Dataset entries
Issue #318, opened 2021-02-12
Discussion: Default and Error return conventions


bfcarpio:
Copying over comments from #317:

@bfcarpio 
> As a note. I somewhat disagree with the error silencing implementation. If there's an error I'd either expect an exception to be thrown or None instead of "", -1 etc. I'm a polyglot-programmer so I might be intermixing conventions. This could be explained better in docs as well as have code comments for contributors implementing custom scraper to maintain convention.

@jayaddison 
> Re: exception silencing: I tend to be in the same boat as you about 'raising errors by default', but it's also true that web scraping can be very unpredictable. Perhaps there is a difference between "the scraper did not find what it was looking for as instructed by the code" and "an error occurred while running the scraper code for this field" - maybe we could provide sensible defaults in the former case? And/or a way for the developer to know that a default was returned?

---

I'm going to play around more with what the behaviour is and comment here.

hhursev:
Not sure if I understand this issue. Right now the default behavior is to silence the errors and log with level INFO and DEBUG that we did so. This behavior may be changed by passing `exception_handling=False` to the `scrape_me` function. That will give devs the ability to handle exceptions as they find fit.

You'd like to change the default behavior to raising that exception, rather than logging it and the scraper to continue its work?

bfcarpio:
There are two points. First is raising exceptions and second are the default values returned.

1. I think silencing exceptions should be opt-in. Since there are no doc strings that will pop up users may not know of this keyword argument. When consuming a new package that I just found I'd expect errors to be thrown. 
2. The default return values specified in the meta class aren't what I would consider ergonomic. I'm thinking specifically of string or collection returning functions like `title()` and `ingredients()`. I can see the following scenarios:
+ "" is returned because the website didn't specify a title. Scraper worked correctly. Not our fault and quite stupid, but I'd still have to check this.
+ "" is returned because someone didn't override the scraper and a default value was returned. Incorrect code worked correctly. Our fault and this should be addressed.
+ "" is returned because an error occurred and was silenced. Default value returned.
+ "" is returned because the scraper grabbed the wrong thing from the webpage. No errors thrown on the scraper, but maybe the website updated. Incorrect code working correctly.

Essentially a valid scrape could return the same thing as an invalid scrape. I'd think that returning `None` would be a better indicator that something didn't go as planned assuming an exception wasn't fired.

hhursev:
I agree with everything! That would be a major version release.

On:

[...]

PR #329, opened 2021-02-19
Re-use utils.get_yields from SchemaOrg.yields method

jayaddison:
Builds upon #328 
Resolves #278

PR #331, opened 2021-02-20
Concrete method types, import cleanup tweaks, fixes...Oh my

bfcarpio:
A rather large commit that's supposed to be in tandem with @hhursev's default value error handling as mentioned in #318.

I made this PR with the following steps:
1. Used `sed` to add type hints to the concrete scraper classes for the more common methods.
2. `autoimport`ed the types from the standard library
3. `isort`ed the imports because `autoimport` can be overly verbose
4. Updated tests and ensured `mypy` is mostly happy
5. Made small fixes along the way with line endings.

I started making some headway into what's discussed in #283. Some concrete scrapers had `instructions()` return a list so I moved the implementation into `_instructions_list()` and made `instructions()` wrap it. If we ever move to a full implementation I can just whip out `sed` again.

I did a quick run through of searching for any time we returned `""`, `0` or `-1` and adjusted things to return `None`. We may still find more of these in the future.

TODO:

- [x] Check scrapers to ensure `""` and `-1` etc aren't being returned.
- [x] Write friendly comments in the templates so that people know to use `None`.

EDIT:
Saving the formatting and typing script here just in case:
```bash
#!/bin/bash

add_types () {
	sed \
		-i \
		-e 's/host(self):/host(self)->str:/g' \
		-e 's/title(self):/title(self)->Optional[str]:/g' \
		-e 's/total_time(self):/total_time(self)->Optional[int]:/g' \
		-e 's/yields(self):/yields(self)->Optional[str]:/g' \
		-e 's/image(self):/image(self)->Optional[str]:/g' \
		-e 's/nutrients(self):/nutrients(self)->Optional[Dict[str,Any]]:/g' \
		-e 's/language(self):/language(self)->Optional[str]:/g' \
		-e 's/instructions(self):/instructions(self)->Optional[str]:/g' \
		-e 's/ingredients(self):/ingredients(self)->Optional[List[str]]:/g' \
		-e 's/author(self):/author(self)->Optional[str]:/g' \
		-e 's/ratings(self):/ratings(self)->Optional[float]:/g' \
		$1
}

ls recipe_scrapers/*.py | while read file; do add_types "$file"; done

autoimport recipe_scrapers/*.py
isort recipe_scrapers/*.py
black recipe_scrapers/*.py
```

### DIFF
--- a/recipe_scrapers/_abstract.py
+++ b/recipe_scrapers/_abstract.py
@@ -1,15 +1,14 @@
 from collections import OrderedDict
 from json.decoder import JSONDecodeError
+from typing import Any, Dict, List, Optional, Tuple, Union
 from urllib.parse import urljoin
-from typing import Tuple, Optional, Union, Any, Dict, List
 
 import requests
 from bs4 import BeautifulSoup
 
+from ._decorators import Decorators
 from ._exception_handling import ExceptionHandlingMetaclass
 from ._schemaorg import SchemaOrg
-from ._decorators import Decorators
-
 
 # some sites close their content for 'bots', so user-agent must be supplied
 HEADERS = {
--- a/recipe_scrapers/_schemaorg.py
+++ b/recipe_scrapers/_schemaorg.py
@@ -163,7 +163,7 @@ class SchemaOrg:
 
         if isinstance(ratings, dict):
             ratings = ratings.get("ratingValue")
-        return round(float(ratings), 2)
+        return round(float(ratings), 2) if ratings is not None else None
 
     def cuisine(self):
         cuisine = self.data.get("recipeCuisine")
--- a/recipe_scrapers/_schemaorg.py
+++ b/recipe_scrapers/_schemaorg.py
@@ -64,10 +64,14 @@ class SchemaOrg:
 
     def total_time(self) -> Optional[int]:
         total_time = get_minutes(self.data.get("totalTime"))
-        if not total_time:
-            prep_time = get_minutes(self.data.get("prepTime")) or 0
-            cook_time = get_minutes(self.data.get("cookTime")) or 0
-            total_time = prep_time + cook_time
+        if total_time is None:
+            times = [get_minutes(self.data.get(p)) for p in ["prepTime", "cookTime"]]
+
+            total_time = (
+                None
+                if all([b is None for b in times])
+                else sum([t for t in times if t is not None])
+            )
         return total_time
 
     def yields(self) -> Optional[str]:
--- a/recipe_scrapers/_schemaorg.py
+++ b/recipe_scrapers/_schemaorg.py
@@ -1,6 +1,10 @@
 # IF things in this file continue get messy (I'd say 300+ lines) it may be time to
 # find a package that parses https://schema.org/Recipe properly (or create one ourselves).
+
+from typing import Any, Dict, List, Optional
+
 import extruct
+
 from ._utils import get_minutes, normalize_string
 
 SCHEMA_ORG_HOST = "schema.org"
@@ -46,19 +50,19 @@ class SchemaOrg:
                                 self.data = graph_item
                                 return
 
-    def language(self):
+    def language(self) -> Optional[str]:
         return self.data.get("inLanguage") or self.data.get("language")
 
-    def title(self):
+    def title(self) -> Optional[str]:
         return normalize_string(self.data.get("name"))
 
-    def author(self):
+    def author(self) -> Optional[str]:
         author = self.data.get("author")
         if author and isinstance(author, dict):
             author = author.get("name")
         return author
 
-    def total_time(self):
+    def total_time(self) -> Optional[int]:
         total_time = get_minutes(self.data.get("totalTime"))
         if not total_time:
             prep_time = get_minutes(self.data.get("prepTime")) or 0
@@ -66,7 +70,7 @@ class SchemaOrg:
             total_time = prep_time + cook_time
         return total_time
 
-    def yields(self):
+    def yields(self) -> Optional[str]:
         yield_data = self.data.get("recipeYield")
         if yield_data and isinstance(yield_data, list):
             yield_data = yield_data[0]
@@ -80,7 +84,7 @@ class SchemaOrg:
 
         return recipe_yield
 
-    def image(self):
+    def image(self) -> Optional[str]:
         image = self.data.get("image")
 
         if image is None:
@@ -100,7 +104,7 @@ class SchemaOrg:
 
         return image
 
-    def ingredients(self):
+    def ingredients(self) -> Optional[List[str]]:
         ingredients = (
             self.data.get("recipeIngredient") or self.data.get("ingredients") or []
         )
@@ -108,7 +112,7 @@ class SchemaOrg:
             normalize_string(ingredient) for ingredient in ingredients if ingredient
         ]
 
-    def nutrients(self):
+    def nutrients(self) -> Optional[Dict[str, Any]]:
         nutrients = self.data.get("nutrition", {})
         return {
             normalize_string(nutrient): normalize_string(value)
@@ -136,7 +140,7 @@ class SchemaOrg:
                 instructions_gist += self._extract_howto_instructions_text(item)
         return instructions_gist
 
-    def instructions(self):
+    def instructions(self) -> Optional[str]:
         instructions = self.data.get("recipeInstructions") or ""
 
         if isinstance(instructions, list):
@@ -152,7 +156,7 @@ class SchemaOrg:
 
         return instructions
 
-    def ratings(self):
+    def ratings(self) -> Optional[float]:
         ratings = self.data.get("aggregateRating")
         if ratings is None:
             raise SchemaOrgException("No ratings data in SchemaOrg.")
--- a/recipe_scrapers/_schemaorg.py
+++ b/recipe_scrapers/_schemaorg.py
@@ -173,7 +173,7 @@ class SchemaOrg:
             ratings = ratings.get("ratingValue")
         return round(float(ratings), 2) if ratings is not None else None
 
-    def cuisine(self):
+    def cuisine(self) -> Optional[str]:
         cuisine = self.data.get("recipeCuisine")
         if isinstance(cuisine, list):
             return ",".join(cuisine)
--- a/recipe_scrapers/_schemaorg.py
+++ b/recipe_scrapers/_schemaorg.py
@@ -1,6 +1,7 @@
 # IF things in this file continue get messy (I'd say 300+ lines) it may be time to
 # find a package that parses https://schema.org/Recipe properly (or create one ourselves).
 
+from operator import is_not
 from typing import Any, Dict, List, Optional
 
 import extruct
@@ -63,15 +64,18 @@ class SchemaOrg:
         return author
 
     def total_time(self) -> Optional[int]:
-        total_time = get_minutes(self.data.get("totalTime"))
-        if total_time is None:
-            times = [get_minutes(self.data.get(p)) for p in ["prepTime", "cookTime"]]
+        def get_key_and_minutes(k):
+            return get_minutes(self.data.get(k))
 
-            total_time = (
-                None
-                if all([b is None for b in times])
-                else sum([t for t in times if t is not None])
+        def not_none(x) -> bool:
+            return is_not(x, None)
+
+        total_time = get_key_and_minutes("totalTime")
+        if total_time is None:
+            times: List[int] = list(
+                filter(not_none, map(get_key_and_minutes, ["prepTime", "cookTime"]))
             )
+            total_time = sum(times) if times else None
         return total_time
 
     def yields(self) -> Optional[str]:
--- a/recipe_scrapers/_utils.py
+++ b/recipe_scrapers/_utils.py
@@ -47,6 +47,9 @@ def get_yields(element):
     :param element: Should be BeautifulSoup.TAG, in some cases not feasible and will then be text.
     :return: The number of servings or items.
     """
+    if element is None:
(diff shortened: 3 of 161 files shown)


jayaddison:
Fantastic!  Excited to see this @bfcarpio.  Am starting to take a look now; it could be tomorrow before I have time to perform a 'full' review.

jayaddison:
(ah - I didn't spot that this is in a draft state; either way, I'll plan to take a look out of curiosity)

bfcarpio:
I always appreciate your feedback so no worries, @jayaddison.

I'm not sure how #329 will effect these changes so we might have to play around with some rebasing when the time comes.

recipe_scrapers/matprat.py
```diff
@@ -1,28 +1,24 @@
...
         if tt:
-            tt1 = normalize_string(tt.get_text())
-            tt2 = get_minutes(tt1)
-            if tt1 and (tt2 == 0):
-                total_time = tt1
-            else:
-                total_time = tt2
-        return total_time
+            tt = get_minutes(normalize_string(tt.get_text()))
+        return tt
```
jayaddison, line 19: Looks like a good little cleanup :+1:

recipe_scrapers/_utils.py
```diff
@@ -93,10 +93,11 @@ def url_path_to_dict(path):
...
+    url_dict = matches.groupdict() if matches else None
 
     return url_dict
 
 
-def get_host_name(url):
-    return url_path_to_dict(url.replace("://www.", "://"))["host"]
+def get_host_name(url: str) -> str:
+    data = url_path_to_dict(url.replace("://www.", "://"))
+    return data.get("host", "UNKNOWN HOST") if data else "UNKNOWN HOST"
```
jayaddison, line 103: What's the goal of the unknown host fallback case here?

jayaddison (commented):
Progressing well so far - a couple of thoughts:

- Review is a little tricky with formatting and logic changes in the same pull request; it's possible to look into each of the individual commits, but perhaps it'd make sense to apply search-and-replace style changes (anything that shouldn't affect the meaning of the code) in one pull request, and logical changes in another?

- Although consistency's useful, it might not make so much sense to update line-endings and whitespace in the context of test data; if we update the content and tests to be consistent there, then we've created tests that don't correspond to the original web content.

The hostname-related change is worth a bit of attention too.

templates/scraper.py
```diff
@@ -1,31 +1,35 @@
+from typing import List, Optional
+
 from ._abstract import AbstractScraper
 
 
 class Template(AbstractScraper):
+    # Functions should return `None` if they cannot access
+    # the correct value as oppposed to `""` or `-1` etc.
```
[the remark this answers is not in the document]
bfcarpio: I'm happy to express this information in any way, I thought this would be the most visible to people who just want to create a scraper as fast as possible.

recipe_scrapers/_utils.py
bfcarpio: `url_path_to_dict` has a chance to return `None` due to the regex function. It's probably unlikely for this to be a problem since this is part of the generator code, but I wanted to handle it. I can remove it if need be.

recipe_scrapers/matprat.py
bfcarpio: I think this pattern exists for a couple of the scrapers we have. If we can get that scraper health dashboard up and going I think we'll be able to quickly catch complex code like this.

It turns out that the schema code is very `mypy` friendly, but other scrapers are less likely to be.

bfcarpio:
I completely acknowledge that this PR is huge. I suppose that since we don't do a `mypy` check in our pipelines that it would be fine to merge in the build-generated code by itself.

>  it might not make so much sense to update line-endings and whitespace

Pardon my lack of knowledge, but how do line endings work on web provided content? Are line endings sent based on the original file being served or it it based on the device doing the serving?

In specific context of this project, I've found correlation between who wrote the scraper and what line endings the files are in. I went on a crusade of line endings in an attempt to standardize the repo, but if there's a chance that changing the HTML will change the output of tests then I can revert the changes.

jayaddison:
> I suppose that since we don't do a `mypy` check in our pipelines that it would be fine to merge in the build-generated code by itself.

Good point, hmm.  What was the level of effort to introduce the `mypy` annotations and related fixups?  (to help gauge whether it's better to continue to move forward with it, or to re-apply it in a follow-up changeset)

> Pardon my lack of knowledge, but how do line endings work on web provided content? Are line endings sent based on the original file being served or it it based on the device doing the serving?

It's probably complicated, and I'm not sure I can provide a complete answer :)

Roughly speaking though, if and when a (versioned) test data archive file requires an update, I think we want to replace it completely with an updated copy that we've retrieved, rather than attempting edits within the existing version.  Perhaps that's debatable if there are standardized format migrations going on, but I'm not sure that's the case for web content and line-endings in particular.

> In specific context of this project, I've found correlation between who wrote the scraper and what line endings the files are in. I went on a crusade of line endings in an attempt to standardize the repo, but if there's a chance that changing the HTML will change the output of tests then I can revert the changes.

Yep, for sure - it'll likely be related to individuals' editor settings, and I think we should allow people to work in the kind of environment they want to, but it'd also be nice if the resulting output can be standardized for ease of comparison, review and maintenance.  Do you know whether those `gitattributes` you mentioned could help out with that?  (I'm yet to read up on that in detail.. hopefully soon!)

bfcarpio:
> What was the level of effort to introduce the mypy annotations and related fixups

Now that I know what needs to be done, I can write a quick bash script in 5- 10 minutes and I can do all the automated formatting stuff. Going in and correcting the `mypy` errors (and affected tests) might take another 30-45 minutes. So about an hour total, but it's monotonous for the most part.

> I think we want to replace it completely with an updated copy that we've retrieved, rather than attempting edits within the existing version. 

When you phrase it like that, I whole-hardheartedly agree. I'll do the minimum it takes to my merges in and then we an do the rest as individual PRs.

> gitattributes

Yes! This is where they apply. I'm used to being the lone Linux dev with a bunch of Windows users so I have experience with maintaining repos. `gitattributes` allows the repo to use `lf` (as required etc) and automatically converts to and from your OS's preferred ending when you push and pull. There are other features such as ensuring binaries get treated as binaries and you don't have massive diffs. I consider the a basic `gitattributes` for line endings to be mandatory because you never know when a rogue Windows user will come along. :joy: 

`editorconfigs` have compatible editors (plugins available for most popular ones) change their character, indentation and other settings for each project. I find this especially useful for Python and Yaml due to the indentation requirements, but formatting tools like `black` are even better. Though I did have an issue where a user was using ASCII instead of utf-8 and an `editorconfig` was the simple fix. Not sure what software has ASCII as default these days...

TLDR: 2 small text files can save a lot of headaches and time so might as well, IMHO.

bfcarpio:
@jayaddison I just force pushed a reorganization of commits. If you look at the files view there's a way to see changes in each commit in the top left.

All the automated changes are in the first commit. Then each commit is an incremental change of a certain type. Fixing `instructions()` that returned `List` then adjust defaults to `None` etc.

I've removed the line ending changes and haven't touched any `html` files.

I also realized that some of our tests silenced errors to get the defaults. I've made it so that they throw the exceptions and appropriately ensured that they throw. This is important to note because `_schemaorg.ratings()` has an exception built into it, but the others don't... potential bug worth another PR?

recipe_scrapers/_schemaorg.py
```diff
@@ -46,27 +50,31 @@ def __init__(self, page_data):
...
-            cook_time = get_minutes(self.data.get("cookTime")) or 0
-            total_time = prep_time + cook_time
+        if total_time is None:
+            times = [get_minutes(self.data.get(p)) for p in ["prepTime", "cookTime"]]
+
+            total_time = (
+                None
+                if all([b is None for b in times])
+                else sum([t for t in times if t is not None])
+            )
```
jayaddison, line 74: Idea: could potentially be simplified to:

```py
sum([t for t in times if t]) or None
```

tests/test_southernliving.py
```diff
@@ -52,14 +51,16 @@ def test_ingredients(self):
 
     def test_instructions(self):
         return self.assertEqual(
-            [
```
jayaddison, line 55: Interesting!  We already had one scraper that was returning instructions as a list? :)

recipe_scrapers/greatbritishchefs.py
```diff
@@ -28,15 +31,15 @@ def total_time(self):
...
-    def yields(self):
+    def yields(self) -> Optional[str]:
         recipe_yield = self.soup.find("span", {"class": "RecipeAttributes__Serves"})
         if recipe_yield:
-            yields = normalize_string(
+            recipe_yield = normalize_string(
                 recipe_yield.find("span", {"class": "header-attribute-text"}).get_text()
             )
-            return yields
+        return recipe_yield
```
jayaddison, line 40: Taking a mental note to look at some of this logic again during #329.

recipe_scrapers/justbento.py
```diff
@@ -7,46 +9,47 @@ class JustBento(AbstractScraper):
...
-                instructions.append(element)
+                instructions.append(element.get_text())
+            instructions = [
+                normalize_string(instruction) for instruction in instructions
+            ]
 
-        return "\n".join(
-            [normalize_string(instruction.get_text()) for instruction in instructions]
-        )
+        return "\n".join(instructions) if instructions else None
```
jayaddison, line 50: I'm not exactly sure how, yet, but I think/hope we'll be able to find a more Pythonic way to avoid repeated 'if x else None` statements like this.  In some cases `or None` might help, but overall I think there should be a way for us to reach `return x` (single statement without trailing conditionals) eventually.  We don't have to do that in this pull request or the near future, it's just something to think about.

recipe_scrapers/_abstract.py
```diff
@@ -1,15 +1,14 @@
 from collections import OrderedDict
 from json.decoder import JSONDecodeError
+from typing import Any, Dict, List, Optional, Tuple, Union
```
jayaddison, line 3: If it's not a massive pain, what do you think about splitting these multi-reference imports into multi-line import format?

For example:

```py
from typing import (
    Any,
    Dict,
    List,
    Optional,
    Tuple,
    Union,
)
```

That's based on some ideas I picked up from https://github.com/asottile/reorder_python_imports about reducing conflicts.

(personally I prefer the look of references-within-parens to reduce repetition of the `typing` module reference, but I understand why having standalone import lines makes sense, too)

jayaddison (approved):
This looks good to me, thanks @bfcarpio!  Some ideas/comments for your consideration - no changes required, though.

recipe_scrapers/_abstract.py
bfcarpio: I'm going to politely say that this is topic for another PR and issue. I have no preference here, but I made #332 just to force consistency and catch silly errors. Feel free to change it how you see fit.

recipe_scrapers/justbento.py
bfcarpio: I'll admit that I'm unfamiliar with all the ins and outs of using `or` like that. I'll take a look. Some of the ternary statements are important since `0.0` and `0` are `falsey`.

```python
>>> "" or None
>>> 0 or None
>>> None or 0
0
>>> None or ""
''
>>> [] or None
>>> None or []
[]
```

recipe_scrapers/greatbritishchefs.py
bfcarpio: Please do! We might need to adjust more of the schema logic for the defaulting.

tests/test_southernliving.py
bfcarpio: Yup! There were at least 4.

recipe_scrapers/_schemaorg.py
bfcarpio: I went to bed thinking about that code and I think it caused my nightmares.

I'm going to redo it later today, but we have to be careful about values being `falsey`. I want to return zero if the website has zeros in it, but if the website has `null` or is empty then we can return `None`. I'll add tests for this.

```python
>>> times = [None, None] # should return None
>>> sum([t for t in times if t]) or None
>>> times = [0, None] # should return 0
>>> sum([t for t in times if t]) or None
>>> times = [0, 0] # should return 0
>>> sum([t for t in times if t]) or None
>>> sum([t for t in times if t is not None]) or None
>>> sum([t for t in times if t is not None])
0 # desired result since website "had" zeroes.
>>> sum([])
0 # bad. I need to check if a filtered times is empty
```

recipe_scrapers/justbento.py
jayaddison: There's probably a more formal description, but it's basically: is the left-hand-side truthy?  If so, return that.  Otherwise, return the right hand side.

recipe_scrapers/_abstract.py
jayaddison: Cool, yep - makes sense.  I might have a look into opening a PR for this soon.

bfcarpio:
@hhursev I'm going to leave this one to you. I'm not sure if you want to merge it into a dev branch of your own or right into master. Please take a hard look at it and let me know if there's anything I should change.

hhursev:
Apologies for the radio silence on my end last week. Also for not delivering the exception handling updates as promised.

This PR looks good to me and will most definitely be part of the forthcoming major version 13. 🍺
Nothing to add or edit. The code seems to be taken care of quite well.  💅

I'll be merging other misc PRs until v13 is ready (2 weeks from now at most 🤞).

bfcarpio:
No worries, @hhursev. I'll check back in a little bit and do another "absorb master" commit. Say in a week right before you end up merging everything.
...
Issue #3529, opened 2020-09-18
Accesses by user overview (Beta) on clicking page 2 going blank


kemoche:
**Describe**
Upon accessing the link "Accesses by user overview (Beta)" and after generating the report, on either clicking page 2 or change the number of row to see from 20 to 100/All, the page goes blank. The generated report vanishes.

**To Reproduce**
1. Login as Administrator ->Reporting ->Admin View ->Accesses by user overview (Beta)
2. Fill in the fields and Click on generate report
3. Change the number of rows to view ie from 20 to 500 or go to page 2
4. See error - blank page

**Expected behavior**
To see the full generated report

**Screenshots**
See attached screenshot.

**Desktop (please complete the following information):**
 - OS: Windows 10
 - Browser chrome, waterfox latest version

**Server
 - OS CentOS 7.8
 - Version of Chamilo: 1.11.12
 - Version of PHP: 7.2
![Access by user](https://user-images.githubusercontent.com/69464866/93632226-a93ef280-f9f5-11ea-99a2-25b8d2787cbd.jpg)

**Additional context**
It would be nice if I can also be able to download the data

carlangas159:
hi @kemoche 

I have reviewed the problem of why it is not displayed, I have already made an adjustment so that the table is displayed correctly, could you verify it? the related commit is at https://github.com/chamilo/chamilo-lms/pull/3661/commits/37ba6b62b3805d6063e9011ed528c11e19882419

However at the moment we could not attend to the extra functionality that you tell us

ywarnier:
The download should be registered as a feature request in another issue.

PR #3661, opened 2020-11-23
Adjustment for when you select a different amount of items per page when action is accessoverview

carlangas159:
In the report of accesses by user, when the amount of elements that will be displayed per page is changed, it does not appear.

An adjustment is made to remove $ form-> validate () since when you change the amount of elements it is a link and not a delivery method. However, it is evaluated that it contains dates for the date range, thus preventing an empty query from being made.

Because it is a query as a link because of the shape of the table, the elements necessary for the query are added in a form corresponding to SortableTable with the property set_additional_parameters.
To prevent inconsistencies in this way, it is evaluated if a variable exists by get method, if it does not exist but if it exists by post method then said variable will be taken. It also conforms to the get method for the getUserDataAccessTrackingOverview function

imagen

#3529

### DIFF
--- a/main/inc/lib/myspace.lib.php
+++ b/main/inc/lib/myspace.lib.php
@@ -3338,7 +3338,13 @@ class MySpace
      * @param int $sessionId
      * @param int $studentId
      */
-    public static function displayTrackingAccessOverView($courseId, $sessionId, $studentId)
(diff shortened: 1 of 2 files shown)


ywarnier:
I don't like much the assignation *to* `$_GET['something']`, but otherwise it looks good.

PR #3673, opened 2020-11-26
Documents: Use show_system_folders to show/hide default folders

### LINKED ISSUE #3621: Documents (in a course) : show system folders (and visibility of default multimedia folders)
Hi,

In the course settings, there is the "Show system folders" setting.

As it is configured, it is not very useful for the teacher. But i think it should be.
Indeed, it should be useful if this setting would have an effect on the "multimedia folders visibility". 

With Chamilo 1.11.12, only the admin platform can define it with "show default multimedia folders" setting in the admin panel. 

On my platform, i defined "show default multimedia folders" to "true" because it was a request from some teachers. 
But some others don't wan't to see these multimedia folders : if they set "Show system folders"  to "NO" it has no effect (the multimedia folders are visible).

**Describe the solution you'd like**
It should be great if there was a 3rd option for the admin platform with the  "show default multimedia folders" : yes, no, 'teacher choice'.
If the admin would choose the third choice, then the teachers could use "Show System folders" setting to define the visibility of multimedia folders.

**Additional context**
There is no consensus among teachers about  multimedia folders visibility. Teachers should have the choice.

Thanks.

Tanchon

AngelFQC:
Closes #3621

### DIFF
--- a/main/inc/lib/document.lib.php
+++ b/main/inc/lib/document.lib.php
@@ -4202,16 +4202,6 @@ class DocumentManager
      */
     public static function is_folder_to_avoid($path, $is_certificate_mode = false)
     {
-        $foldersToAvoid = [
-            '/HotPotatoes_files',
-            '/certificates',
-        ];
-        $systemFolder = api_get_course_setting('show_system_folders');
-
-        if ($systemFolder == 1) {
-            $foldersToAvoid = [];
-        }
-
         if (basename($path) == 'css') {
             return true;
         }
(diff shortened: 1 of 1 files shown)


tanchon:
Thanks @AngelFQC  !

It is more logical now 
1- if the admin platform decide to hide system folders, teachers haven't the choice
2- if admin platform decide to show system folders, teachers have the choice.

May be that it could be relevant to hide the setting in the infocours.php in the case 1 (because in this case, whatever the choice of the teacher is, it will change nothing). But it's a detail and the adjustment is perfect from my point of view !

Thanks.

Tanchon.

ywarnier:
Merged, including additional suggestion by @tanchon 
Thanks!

* **Activity**:
Please give, as a single number with nothing added, the count of lines in the records that contain the word "nice".

* **Response**:
2